3 victoires d’affilée changent l’échauffement des adversaires : plus silencieux, plus de regards en coin. Les séries s’arrêtent, tout le monde le sait — mais personne dans ce vestiaire ne le prévoit.
Juan Mosquera était au centre, et lorsqu'on les a séparés, trois ou quatre autres étaient impliqués. Un centre d'entraînement est un lieu étroit, et les longues saisons le rétrécissent.
Effectif19/04/2027
Joao Ortiz s'accroche avec un coéquipier sur les exigences
La plus vieille dispute de n'importe quel vestiaire et la seule qui porte vraiment sur le football : l'un trouve que l'autre n'en met pas assez. C'est aussi celle qu'un entraîneur, en privé, n'est pas fâché de voir arriver.
Pas maintenant, pas à un prix que le club était prêt à prononcer à voix haute. Sturm Graz garde son homme, et Portland Timbers retourne à une liste avec un nom rayé dessus.
Noté 8.10 — le genre de chiffre qu'un chroniqueur inscrit deux fois pour être sûr. Tout ce qu'il a tenté a réussi, et le reste ne valait pas d'être tenté.
On a demandé à Luzern s'il accepterait de le prêter. Un prêt se conclut vite ou pas du tout, et celui-ci sera l'un ou l'autre d'ici le week-end.
Le banc19/04/2027
Joao Ortiz écarté après une série de mauvaises prestations
La seule version d'une mise à l'écart contre laquelle un joueur ne peut rien objecter, et celle qu'il supporte le plus mal. Un autre a été meilleur et la composition le dit, publiquement, chaque semaine jusqu'à ce que cela change.

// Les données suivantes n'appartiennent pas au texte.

PR #6096, opened 2021-10-28
perf: LCD overlay causing excessive re-painting

Benjozork:
## Summary of Changes

This patch improves performance when the opacity filter is active on LCDs. Opacity values are fixed to two decimal places to avoid repaints every frame when the opacity is nonzero.

Frame drops are still present when moving or zooming (since that causes a lot of repaints), however, this will be addressed by the removal of our own pixel filter to instead use the native MSFS pixel filter (#6097).

## Additional context


2hwk:
Suggest closing in favour of https://github.com/flybywiresim/a32nx/pull/6110

PR #7611, opened 2022-11-23
fix(simbridge): use old type for fetch

tracernz:
Fixes #[issue_no]

## Summary of Changes

Some people are still using old typings which don't have `| URL`. This seems to make both happy I think anyway.

## Additional context


Saschl (approved):
Ayup

PR #7625, opened 2022-11-29
feat(hyd): added priority valves

crocket63:
Fixes #[issue_no]

## Summary of Changes

This PR adds priority valves in the hydraulic circuits. Non essential consumers will lose pressure when system pressure is too low.

## Additional context

## Testing instructions

Try retracting gear in flight using only yellow epump + ptu (so all edp off).
Pressures shall remain above 1700ish, and gear retraction might fail.

Try using flaps/slats in only blue circuit available scenario.
Pressures should not drop below 1700psi to keep flight controls alive.


.github/CHANGELOG.md
```diff
@@ -130,6 +130,7 @@
 1. [EFB] Added deboarding button to flyPad Payload - @frankkopp (Frank Kopp)
 1. [EFB] Improved simbridge-client connection handling - @frankkopp (Frank Kopp)
 1. [HYD] Tilting gear mechanism - @Crocket63 (crocket)
+1. [HYD] Added priority valves - @Crocket63 (crocket)
```
BlueberryKing, line 133: I think this should go under 0.10.0

src/systems/systems/src/hydraulic/mod.rs
```diff
@@ -1891,6 +1911,65 @@ impl CheckValve {
...
+        self.upstream_pressure = upstream_pressure;
+
+        self.update_open_state(context);
+
+        self.update_downstream_pressure();
+    }
+
+    fn update_open_state(&mut self, context: &UpdateContext) {
+        let opening_ratio = if self.upstream_pressure > self.fully_opened_threshold {
+            Ratio::new::<ratio>(1.)
```
BlueberryKing, line 1948: Do we need to cover this case separately? I feel like this is covered by the `.min` below.

src/systems/systems/src/hydraulic/mod.rs
```diff
@@ -1891,6 +1911,65 @@ impl CheckValve {
...
+        let current_open_state = self.open_ratio.output();
+
+        self.downstream_pressure = self.upstream_pressure * current_open_state * current_open_state;
+    }
+
+    fn downstream_pressure(&self) -> Pressure {
+        self.downstream_pressure
+    }
+}
+impl SimulationElement for PriorityValve {}
```
BlueberryKing, line 1971: I don't think this is necessary.

```suggestion
```

src/systems/systems/src/hydraulic/mod.rs
```diff
@@ -1668,6 +1676,10 @@ impl Section {
         if let Some(valve) = &self.leak_measurement_valve {
             self.pressure_switch
                 .update(context, valve.downstream_pressure());
+
+            if let Some(priority_valve) = &mut self.priority_valve {
+                priority_valve.update(context, valve.downstream_pressure())
+            }
```
BlueberryKing, line 1682: Are we sure this should only be called if a leak measurement valve exists? Does this assume that there can only be a priority valve if there's a leak measurement valve?

Also, I think we can move the pressure switch update call outside of the `if let Some(valve) = &self.leak_measurement_valve` by simply updating it with `self.pressure_downstream_leak_valve()`. The if statement is already there. This might be outside of the scope of this PR though.

src/systems/systems/src/hydraulic/nose_steering.rs
```diff
@@ -155,7 +155,10 @@ impl SteeringActuator {
         pushback_tug: &impl Pushback,
     ) {
         if !pushback_tug.is_nose_wheel_steering_pin_inserted() {
-            self.update_max_speed(context, section_pressure.pressure());
+            self.update_max_speed(
+                context,
+                section_pressure.pressure_downstream_priority_valve(),
+            );
```
BlueberryKing, line 161: I think you should pass on the `section_pressure: &impl SectionPressure` to the `SteeringActuator` call `pressure_downstream_priority_valve` on the actuator to unwrap instead of passing in the pressure directly.

BlueberryKing (changes requested):
Very nice!

src/systems/systems/src/hydraulic/mod.rs
crocket63: it is necessary but only for tests => will move this it in test module :)

src/systems/systems/src/hydraulic/mod.rs
crocket63: So last time I tried changing stuff around this I broke something for Luke. And in the meantime your point seems totally valid and furthermore current implementation is just wrong.....  Priority valve is not downstream of  leak measurement valves, so flaps for example should still move if  leak measurement valve is closed.

BlueberryKing (approved):

marcman86:
Quality Assurance Report

Discord: marcman86#4907
Object of testing: #7625
Tier of Testing: 1
Date: 3/02/2023

Testing Process:
- Spawned in air
- Tested gear with only yellow epump and PTU > gear down and up works, pressures about 2100 to 2300, L/G LGCIU 2 FAULT shows up sometimes
- Tested flaps/slats with only blue circuit > only slats work (image 1), flight controls work, pressure stays mostly at 3000

Negatives: Not sure about the flaps not working with only blue circuit.

Testing Results: Passed
Conclusions: Seems to work

Hope this helps :-)

Media:


image 1

PR #7627, opened 2022-12-01
Assisted checklists

Chryssie:
Fixes #[issue_no]

## Additional context


frankkopp:
Thanks for creating this.

Make sure your PR request starts with one of these:
 - feat: A new feature
 - fix: A bug fix
 - docs: Documentation only changes
 - style: Changes that do not affect the meaning of the code (white-space, formatting, missing semi-colons, etc)
 - refactor: A code change that neither fixes a bug nor adds a feature
 - perf: A code change that improves performance
 - test: Adding missing tests or correcting existing tests
 - build: Changes that affect the build system or external dependencies (example scopes: gulp, broccoli, npm)
 - ci: Changes to our CI configuration files and scripts (example scopes: Travis, Circle, BrowserStack, SauceLabs)
 - chore: Other changes that don't modify src or test files
 - revert: Reverts a previous commit
 
 Also add your Discord username so we can also discuss these things on Discord :)
 Ask in #dev-support if you have any questions or need support.

Chryssie:
I had to adjust the scope a bit for two reasons:
1. I could quite determine some of the expected behaviours in the checklists that were in the game previously. And started referring back to the [FlyByWire Normal Procedures document](https://docs.flybywiresim.com/pilots-corner/SOP/). However, this wasn't easy to map around so I rewrote the two in-game check list pages entirely from that document.
   1. I have rebased this to prevent merge conflicts with another change that changed the landing gear checklist slightly.
   2. I had to make a fair number of structural changes to make the assisted checklist be coherent, since every action needs to map to a discrete checkpoint item.
2. I was originally planning on doing everything, however, that turned out to be a very large amount of work. So I decided to break it up into smaller chunks. In future I'd probably want to do one page-per-pr but I had done two pages before realising how big this was getting.

Chryssie:
List of changes since when I made this ready for review:
1. Added changelog entries.
2. Disabled the check for the Audio Switching knob as the knob stopped updating the variable.
3. Corrected the name of "Power Transfer Unit" step (was erroneously called "Yellow Electric Pump")
4. Changed all of the `<Action>` elements in the new library to use `Once="True"`. It fixes a few glitches (especially on actions that will toggle the state when run rather than setting it off, such as pushing an ECAM page button).

Chryssie:
Two more changes:
1. Fix the strobe light step. It should now set it to `AUTO` rather than `ON`.
2. Reduce some of the overhead panel steps. The GPWS panel had an expectation of `All On` of the `LDG FLAP3` button shows a white light when it is on rather than off. So rather than splitting it I reduced some of the steps to say something along the lines of "GPWS Panel White Lights" "OFF" which removes that grammatical error and reduces the number of steps.

Chryssie:
Last two force-pushes are for the following:
1. I managed to fix the programmatic control of the brake pedals so the checkpoint items that relied on them can autocomplete correctly now rather than just force validating.
2. I have rebased this onto the latest `master` branch to resolve the conflicts.

Chryssie:
The rebase missed a change in some folder structures for the checklist fixes (since it wasn't a rename for those files) which I have fixed.

However, I have taken the time to separate out the dangerous fix from the rest of the package. Whilst it will still be globally enabled this allows it to be installed and removed independently to the main package(s) allowing an end user to (with whatever config is required for the installer) to remove just the hotfix rather than the whole aircraft in the event of a conflict.

Chryssie:
Most recent changes are:
1. Updated the ECAM page checkpoint items to use the new mechanism for calling up pages.
2. Fix the checkpoint item for the bluepump overdrive not auto-completing if it is on.
3. Add instrument ids and actions for
   1. Speed Mach Window : Dashed
   2. HDG V/S - TRK FPA : HDG V/S
4. Remove redundant checkpoint items to call ECAM pages.

Chryssie:
I disabled the linter for the Asobo code for `/fbw-common/src/base/msfs-checklists-fix` as it's slightly modified Asobo code and making a bunch of changes will make it harder to keep up to date.

frankkopp:
I have started reviewing this but put it on hold as I'd like to clarify a few things first.

First - this is good work and appreciated - thank you in advance!

We just want to make sure this fits into how we think our project should be structured and work.

There are still concerns in the team because of overwriting core sim files which would impact every other aircraft in the sim. 
Also the way you structured your code is something I think we should look at in more detail.

### Therefore a question - how would your changes work if the sim-fix is not present - what would be the exact impact?

Is it only the visual issue you show in your description?

Reason behind the question is that some of us think this should in fact be a separate package and not necessarily be installed with the aircraft. E.g. could be a separate add-on which the user could install with the Installer. In this case it could also easily be uninstalled if it causes problems. 

The above also has impact on the build structure. I'm not a big fan of how you did it currently - fbw-common was not intended to have an `out` folder - I was expecting it might have a pre-built `lib` folder (or smth similar) to be included in the aircraft builds.

Also building an aircraft should be doable without this `igniter -r 'a32nx|checklists-fix'`.

And even if we leave your structure in fbw-common as it is in your PR I would like to generalize the build (igniter) to not do a "checklists-fix" but a `fbw-common` step to allow for future additions when indeed fbw-common needs additional build steps before any aircraft is build. 

Once we have an anser to the question above we will discuss what we think the best way forward would be. 

Discord: Cdr_Maverick#6475

tracernz:
I've been checking in on this from time to time as it looks like a great piece of work that's super helpful for those new to the A320! 

In addition to the above I'd also add it's a good idea to post details of the issue with the sim's checklist code on https://devsupport.flightsimulator.com. Splitting the checklist fix into it's own package alongside a32nx and a380x is a good idea I think. With luck it will receive triage and necessary fix on the Dev Support platform so we can drop the fix with a later update to the sim.

Chryssie:
@frankkopp 

> Therefore a question - how would your changes work if the sim-fix is not present - what would be the exact impact?

Without the checklist fix the only impact would be the rendering issue of the checklists as shown in the images above. They would still *kinda* work but quite awkwardly due to the phantom items.

> Reason behind the question is that some of us think this should in fact be a separate package (which it seems to be) and not necessarily be installed with the aircraft. E.g. could be a separate add-on which the user could install with the Installer. In this case it could also easily be uninstalled if it causes problems.

I actually agree with that. I added the extra part to the build process so that I could fully test have it in a separate package to see if it would work and it does. I have also, just now, tested moving the actual checklists themselves out and that also words. So it would be possible for me to change it to have no checklists (or reduced functionality checklists) and have the complete ones in a separate package that can be installed and uninstalled independently by the user.

> The above also has impact on the build structure. I'm not a big fan of how you did it currently - fbw-common was not intended to have an out folder - I was expecting it might have a pre-built lib folder (or smth similar) to be included in the aircraft builds.
> 
> Also building an aircraft should be doable without this igniter -r 'a32nx|checklists-fix'.
> 
> And even if we leave your structure in fbw-common as it is in your PR I would like to generalize the build (igniter) to not do a "checklists-fix" but a fbw-common step to allow for future additions when indeed fbw-common needs additional build steps before any aircraft is build.

That makes sense, I was trying to replicate some of what I saw for the package `flybywire-aircraft-a320-neo-lock-highlight` without tying it to a specific aircraft for testing and I didn't want to hand-write a manifest. So I'm open to any changes for the structure there. Although I might need some advice on how to structure that for the igniter build system as I'm not familiar with it.

@tracernz thanks, I have previously submitted a ticket for the issue including specific locations of the bugs. So hopefully sometime in the future they'll be able to fix it.

frankkopp:
I'll put together a few thoughts tomorrow as it is very late for me here.

frankkopp:
> Without the checklist fix the only impact would be the rendering issue of the checklists as shown in the images above. They would still _kinda_ work but quite awkwardly due to the phantom items.

This is a good argument towards having the fix in a separate add-on package users can install/uninstall independently. 

> I actually agree with that. I added the extra part to the build process so that I could fully test have it in a separate package to see if it would work and it does. I have also, just now, tested moving the actual checklists themselves out and that also words. So it would be possible for me to change it to have no checklists (or reduced functionality checklists) and have the complete ones in a separate package that can be installed and uninstalled independently by the user.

Juan Mosquera et un coéquipier se sont dit cette semaine des choses qu'il faudra plus d'une semaine pour effacer. Il ne s'agissait pas de football, et les deux jouent samedi.
Quelqu'un a dit tout haut ce que plusieurs pensaient de la façon dont un autre s'entraîne, et Joao Ortiz était au milieu. La seule dispute de vestiaire qui porte vraiment sur le football.
« Je titularise des joueurs qui font le travail. Tout le travail. » Aucun nom n’a été prononcé ; toutes les caméras se sont quand même tournées vers James Pantemis, et l’entraîneur a laissé faire.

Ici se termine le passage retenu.